Much in the same vein, the rest of the book follows a predictable pattern: although there are nonwhite characters and the brutalities of British colonialism are acknowledged, the true villain turns out to be a woman of colour, whose crimes are no different from Jane’s. Yet Jane, as the white feminist heroine we are meant to root for, is allowed to live, find love, and thrive, while the woman of colour is punished within the narrative. Without revealing too much, Jane wins the love of Thornfield and the esteem of Sardar, and literally takes the place of the brown woman by becoming an honorary Kaur. The East India’s company’s role in the British empire is also made more palatable, as the actions of the Director is in service of Jane’s sense of justice by the end of the book. They were imperialists in the brown country, of course, but they’re really nice to the pretty white woman back in England, and that should count for something.

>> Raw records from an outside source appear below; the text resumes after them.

PR #1740, opened 2024-09-12
fix a bug about workloadspread webhook validation on patches

### LINKED ISSUE #1738: [BUG] Can not create a WorkloadSpread with subset patches if the target CloneSet, which includes a volume template, already exists.
**What happened**:

When creating a WorkloadSpread, the request will be intercepted by the Webhook and result in failure if the following conditions are met:
1. A subset of the WorkloadSpread contains a patch.
2. The WorkloadSpread's `targetRef` is an existing CloneSet.
3. This CloneSet has a volume template, and a container mounts that volume.

Created successfully.

1. Create a CloneSet named test-cs with a volume template
2. Create a WorkloadSpread whose targetRef is test-cs, and patches anything in a subset
3. An error related to volume will occur like:
```text
Error from server: error when creating "workloadspread.yaml": admission webhook "vworkloadspread.kb.io" denied the request: [spec.subsets[0].patch.containers[0].volumeMounts[0].name: Not found: "vol-1"]
```

This bug is caused by the validation of patches in the Webhook. During this validation, the Webhook reads the template of the existing target workload, applies the subset's patch to it as a real corev1.Pod object, and checks if the patched Pod is valid. In this bug, the patched Pod's `volumes` field does not contain the volumes related to the CloneSet's volume template, leading the Webhook to mistakenly believe that the patched Pod would mount a non-existent volume. As a result, it incorrectly deems the patch invalid, ultimately rejecting the creation of the WorkloadSpread.

**Environment**:
- Kruise version: any
- Kubernetes version (use `kubectl version`): any
- Others:

AiRanthem:

patches volume claim templates into pods before ValidatePodSpec in workloadspread patch validation

fixes #1738

1. create a CloneSet with volume claim template
2. create a workloadspread references it


pkg/webhook/workloadspread/validating/workloadspread_validation_test.go
```diff
@@ -943,3 +949,129 @@ func TestValidateWorkloadSpreadConflict(t *testing.T) {
 		})
 	}
 }
+
+func Test_validateWorkloadSpreadSubsets(t *testing.T) {
+	clonesetYaml := `
```
furykerry, line 954: consider constructing the workload with struct literal instead of yaml

pkg/webhook/workloadspread/validating/workloadspread_validation_test.go
```diff
@@ -943,3 +949,129 @@ func TestValidateWorkloadSpreadConflict(t *testing.T) {
...
+				{
+					Name: "test",
+					Patch: runtime.RawExtension{
+						Raw: patch,
+					},
+				},
+			},
+		},
+	}
+	errList := field.ErrorList{}
```
furykerry, line 1068: plz add cases that we expect validateWorkloadSpreadSubsets will fail, and organize all cases using sub cases, you can refer to TestValidateWorkloadSpreadCreate

pkg/webhook/workloadspread/validating/workloadspread_validation_test.go
```diff
@@ -943,3 +947,170 @@ func TestValidateWorkloadSpreadConflict(t *testing.T) {
...
+			workload: badSts,
+			testFunc: func(errList field.ErrorList) {
+				if len(errList) != 1 {
+					t.Fatalf("expected 1 error, got %d, errList = %+v", len(errList), errList)
+				}
+			},
+		},
+	}
+	for _, tc := range testCases {
+		fmt.Printf("test case: \"%s\"\n", tc.name)
```
furykerry, line 1111: use t.run() to execute the subcases

furykerry (commented):
/lgtm

PR #1771, opened 2024-10-02
bugfix(cloneset-update): correct the wrong unavailableCount logic.

zk-123:
In my opinion, the correct approach should be` !IsPodAvailable()`, rather than `IsPodAvailable`.


zk-123:
@FillZpp

Issue #1639, opened 2024-06-03
[BUG] Override namespace config after deploying


Radeity:
**What happened**:
After `make deploy`, `config/manager/kustomization.yaml` will be overwritten and we will miss namespace config. This will cause two problems:
- New file in git working area. (config/manager/kustomization.yaml)
- If we don't recover the change in this file, and run `make deploy` again, wrong namespace `system` is created, rather `kruise-system`.

**What you expected to happen**: 
- Do not overwrite this file. Maybe remove line 90?
https://github.com/openkruise/kruise/blob/0e69ed4bec56d7956457802225a45b962e7869be/Makefile#L87-L91

**How to reproduce it (as minimally and precisely as possible)**:
- Run `make deploy` twice.

**Anything else we need to know?**:

**Environment**:
- Kruise version:
- Kubernetes version (use `kubectl version`):
- Install details (e.g. helm install args):
- Others:

PR #1772, opened 2024-10-02
fix: override namespace config after deploying

hantmac:
Fix https://github.com/openkruise/kruise/issues/1639


furykerry (approved):
/lgtm
/approve

PR #1810, opened 2024-10-30
Fix the issue where the webhook port does not support IPv6 listening …

lidajia:
…configuration, and use IPv4 compatibility mode to listen to the webhook port

Fix the issue where the webhook port does not support IPv6 listening configuration, and use IPv4 compatibility mode to listen to the webhook port

support ipv6


ABNER-1:
Hello, @lidajia.
Please fix DCO checks by following [step](https://github.com/openkruise/kruise/pull/1810/checks?check_run_id=32267789712).

Issue #1832, opened 2024-11-19
[BUG] A smaller MaxUnavailable will block the sidecarSet from updating Pods.


zmberg:
**What happened**:
```
apiVersion: apps.kruise.io/v1alpha1
kind: SidecarSet
metadata:
  name: test-sidecarset
spec:
  containers:
  - command:
    - sleep
    - 999d
    image: mirrors-ssl.aliyuncs.com/centos:6.8
    imagePullPolicy: IfNotPresent
    name: sidecar1
    podInjectPolicy: BeforeAppContainer
    resources: {}
    shareVolumePolicy:
      type: disabled
    terminationMessagePath: /dev/termination-log
    terminationMessagePolicy: File
    upgradeStrategy:
      upgradeType: ColdUpgrade
  injectionStrategy: {}
  revisionHistoryLimit: 10
  selector:
    matchLabels:
      app: nginx
  updateStrategy:
    maxUnavailable: 5%
    partition: 0
    type: RollingUpdate
status:
  collisionCount: 0
  latestRevision: test-sidecarset-7658c89f8d
  matchedPods: 5
  observedGeneration: 3
  readyPods: 5
  updatedPods: 0
```
**What you expected to happen**:

**How to reproduce it (as minimally and precisely as possible)**:

**Anything else we need to know?**:

**Environment**:
- Kruise version:
- Kubernetes version (use `kubectl version`):
- Install details (e.g. helm install args):
- Others:

PR #1834, opened 2024-11-20
fix: a smaller maxUnavaila will block the sidecarSet from updating pods

zmberg:

https://github.com/openkruise/kruise/issues/1832


furykerry (approved):
/lgtm
/approve

PR #2602, opened 2019-09-11
Bump later version requirement

wch:
This should be merged after https://github.com/r-lib/later/pull/104 is merged. It is not strictly required for shiny to work properly, but it will help users get the updated version of later.


cpsievert:
We can remove httpuv from remotes now, right?

PR #2619, opened 2019-09-17
Better checking for implicit globals in JS

wch:
Previously, the eslint rules allowed accidentally assigning to properties of `window` (like `window.name`) with the following:

```js
name = 123;
```

With this change, it will treat that assignment as an error. If you really want to assign to `window.name`, you will have to do:

```js
window.name = 123;
```


wch:
In the future we should add a check that the JS version number matches the DESCRIPTION. cc @schloerke

PR #2621, opened 2019-09-17
Use pageX/pageY instead of offsetX/offsetY

### LINKED ISSUE #2620: plotOutput()'s double-click input value isn't set in Firefox
To reproduce: Try double-clicking in Firefox with 093-plot-interaction-basic. The input value tied to double-click events is not set.

This issue is a regression from shiny CRAN (v.1.3.2) and the problem was introduced by upgrading jQuery in https://github.com/rstudio/shiny/commit/9a1f7cba6877230dbeb758f32c490f986103cea6. It looks as though the `pending_e.offsetX/Y` values here no longer contain the correct information

https://github.com/rstudio/shiny/blob/02f7a4fdc9976b27e4a522c88c9d483421c46fec/srcjs/output_binding_image.js#L706-L711

Fortunately, I think we can fix the problem by using the more official `pageX`/`pageY` instead to determine if the second click is "too far away"

cpsievert:
Closes #2620


jcheng5:
Are the mousedown2 and dblclick2 events private to Shiny? Or are they designed for users to access? @wch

In that sense, too, Jane Steele spices things up and sacrifices the depth and the oddness of Jane Eyre. What made Jane and Rochester’s relationship so disturbing yet poignant and affecting was Jane’s position outside of the realm of standard bourgeois white womanhood of the times. Rochester’s ability to see some internal value in her was the draw of the relationship, and the heart of the philosophical conundrum of Jane’s desire for marriage and passion within a libidinal economy that ensured plain women were made to understand that not being pretty objects of desire made them deviant and unnatural, and most of all, undesirable. Jane Steele however has inherited her French mother’s good looks and her French flair for dressing, as there never existed a French woman worth writing about that didn’t possess both.
Jane is “sex positive” and enjoys dressing up; she exists firmly within the male gaze and multiple men in this book, including Thornfield, assure her that she is lovely and pleasing to their collective gaze. This ticks all the boxes of modern liberal feminism; god forbid women demand rights for themselves, as well as love and passion, if they aren’t beautiful and don’t enjoy dressing up! It’s unheard of in 2016 that a plain woman who dresses for comfort instead of style might also want to enjoy a passionate sexual relationship with a man she desires.
Jane Steele is predictably familiar, in that regard; if she lived in 2016 she would never be seen without makeup and will wear the required trendy clothing in order to rightfully earn her place as a feminist whose image is always Instagram-ready. Kicking ass in great threads and killing men while being pretty; Jane Steele is perfectly ready to be celebrated in multiple pop culture think pieces as a great feminist role model for young girls. The Jane of Jane Eyre who demanded, in her own way, to be seen, recognised, and heard while existing outside the libidinal economy of patriarchal heterosexual relations is nowhere to be found here.
Both in this aspect of feminine presentation and the undercurrent of benevolent orientalism running throughout the book, Jane Steele reveals itself to have a more conservative heart at its core than Charlotte Brontë’s brave, odd, and original book. It’s a fun, entertaining read. Beyond the spiced-up Gothic atmosphere, however, and the gloss of the easily-digestible liberal feminism of present-day pop culture, there’s an absence of the rage and sadness of Jane Eyre’s flawed and complex feminism.